When Marjorie Prime won the Sloan Feature Film Prize at the 2017 Sundance Film Festival, the jury lauded its “imaginative and nuanced depiction of the evolving relationship between humans and technology, and its moving dramatization of how intelligent machines can challenge our notions of identity memory and mortality.“ The critical consensus on the film more generally is pretty high – it has a 90% “Tomatometer” score on Rotten Tomatoes and a Metascore of 82 on Metacritic.com.  In fact, most everyone I know who has seen this picture has quite enjoyed it. 

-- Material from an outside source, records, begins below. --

PR #2598, opened 2015-04-29
Fix Exception marshalling with JSON serializer

### LINKED ISSUE #2518: CELERY_RESULT_SERIALIZER = 'json' breaks Exception marshaling
Setting `CELERY_RESULT_SERIALIZER = json` and raising an exception in the worker leads to this:

```
/path/to/lib/python2.7/site-packages/celery/result.py in get(self, timeout, propagate, interval, no_ack, follow_parents, EXCEPTION_STATES, PROPAGATE_STATES)
    173             status = meta['status']
    174             if status in PROPAGATE_STATES and propagate:
--> 175                 raise meta['result']
    176             return meta['result']
    177     wait = get  # deprecated alias to :meth:`get`.

TypeError: exceptions must be old-style classes or derived from BaseException, not dict
```

where the contents of `meta['result']` are (in my case):

```
{u'exc_message': u'unknown keys: nam', u'exc_type': u'ValueError'}
```

so it *looks* like celery could convert the dict to a real exception before raising, but it does not currently.  Changing back to `pickle` works as expected.

bug can be reproduced with the following:

```python
# jsonresults.py
from celery.app.base import Celery

CELERY_RESULT_SERIALIZER = 'json'
CELERY_RESULT_BACKEND = 'amqp'

app = Celery(config_source=__name__)

@app.task
def hello():
    raise ValueError('go away')
```

worker:

```
# python -m celery --app=jsonresults:app worker
```

caller:

```python
import jsonresults
jsonresults.hello.delay().get()
```

allardhoeve:
When using the JSON serializer, exceptions get serialized as dicts. The code in `drain_events` in `amqp.py` naively then sets the result dict to such a dict without transforming the dict structure back into an actual Exception through `exception_to_python` [[1]](https://github.com/celery/celery/blob/6592ff64b6b024a4b68abcc53b151888fdf0dee3/celery/backends/amqp.py#L198).

When a task raises an exception, `AsyncResult.get` and `AsyncResult.maybe_reraise` try to raise the
exception [[2]](https://github.com/celery/celery/blob/6592ff64b6b024a4b68abcc53b151888fdf0dee3/celery/result.py#L890) [[3]](https://github.com/celery/celery/blob/6592ff64b6b024a4b68abcc53b151888fdf0dee3/celery/result.py#L273), which is actually still a dict and fail with:

```
TypeError: exceptions must be old-style classes or derived from
BaseException, not dict
```

This patch makes `drain_events` call `meta_from_decoded` which is
responsible for that, just like it is called in `get_many` [[4]](https://github.com/celery/celery/blob/33e72fdbc7b07fc26d13bcdc36fb6f42c8291b66/celery/backends/amqp.py#L255). Then,
raising the exception in `AsyncResult` works fine.

To reproduce, see the testcase in #2518. Then, apply the patch and see
stuff start to work again.

closes #2518

### DIFF
--- a/celery/backends/amqp.py
+++ b/celery/backends/amqp.py
@@ -195,7 +195,7 @@ class AMQPBackend(BaseBackend):
 
         def callback(meta, message):
             if meta['status'] in states.READY_STATES:
-                results[meta['task_id']] = meta
+                results[meta['task_id']] = self.meta_from_decoded(meta)
 
         consumer.callbacks[:] = [callback]
         time_start = now()
--- a/celery/tests/backends/test_amqp.py
+++ b/celery/tests/backends/test_amqp.py
@@ -13,6 +13,7 @@ from celery import states
 from celery.backends.amqp import AMQPBackend
 from celery.exceptions import TimeoutError
 from celery.five import Empty, Queue, range
+from celery.result import AsyncResult
 from celery.utils import uuid
 
 from celery.tests.case import (
@@ -246,10 +247,20 @@ class test_AMQPBackend(AppCase):
         with self.assertRaises(TimeoutError):
             b.wait_for(tid, timeout=0.01, cache=False)
 
+    def test_drain_events_decodes_exceptions_in_meta(self):
+        tid = uuid()
+        b = self.create_backend(serializer="json")
+        b.store_result(tid, RuntimeError("aap"), states.FAILURE)
+        result = AsyncResult(tid, backend=b)
+
+        with self.assertRaises(Exception) as cm:
+            result.get()
+
+        self.assertEqual(cm.exception.__class__.__name__, "RuntimeError")
+        self.assertEqual(str(cm.exception), "aap")
+
     def test_drain_events_remaining_timeouts(self):
-
         class Connection(object):
-
             def drain_events(self, timeout=None):
                 pass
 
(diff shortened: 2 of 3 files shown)


allardhoeve:
Travis seems to fail on the pypy build, which has been failing consistently for all PRs. Other builds are fine.

thedrow:
I'm not sure how the second commit fixed anything.
Is there any way to write a test for this bug fix to ensure it won't regress?

allardhoeve:
So I tried to explain that in the commit message:

Attempt to pass Travis test on pypy …
- supress progress bar by pip when running pypy as this
  seems to crash the test on Travis:
  https://travis-ci.org/celery/celery/jobs/60549687

- this prevents dev.txt from being properly installed and the
  result is tests failing with import errors

allardhoeve:
I don't see how we would write a test that checks this. It is a weird combination of outputting a progress bar with utf-8 characters into Travis's console. Locally, everything works, but not in Travis. This seemed like the smallest and quickest fix.

thedrow:
Sorry I meant a test for the bug fix itself. Not the fact that pip is failing with PyPy3.

allardhoeve:
like so?

thedrow:
Yup.

allardhoeve:
Any feedback on this PR?

thedrow:
LGTM. @ask Please merge.

allardhoeve:
bump @ask, @thedrow

thedrow:
@PMickael Maybe you can take a look?

PMickael:
Thanks, please add you're name to contributor if it's not already in.

naggie:
I think this is still an issue -- running the development version from the snapshot repositories. I can reproduce it using any combination of redis/rabbitMQ and json/msgpack.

If, like me, you liked Spike Jonze’s Her starring Joaquin Phoenix a few years back – in which a lonely writer falls in love with a personalized (audible but not visible) operating system called Samantha (seductively voiced by Scarlett Johansson) - I think you’ll also quite like Marjorie Prime. The story in this movie is completely different, but the focus on the potential benefits of and the human repercussions from AI is similar. Even if Her left you cold, you may well find that the homey domesticity of Marjorie Prime and its far less flashy use of a similar sci-fi premise is more appealing and interesting.

99 minutes  

Grade: A-

Available free with Amazon Prime Video and with the library-affiliated streaming services Kanopy and Hoopla (both of which require membership in an affiliated public or university library). Also available to rent from AppleTV, Vudu, Google Play, Amazon, and other streaming services.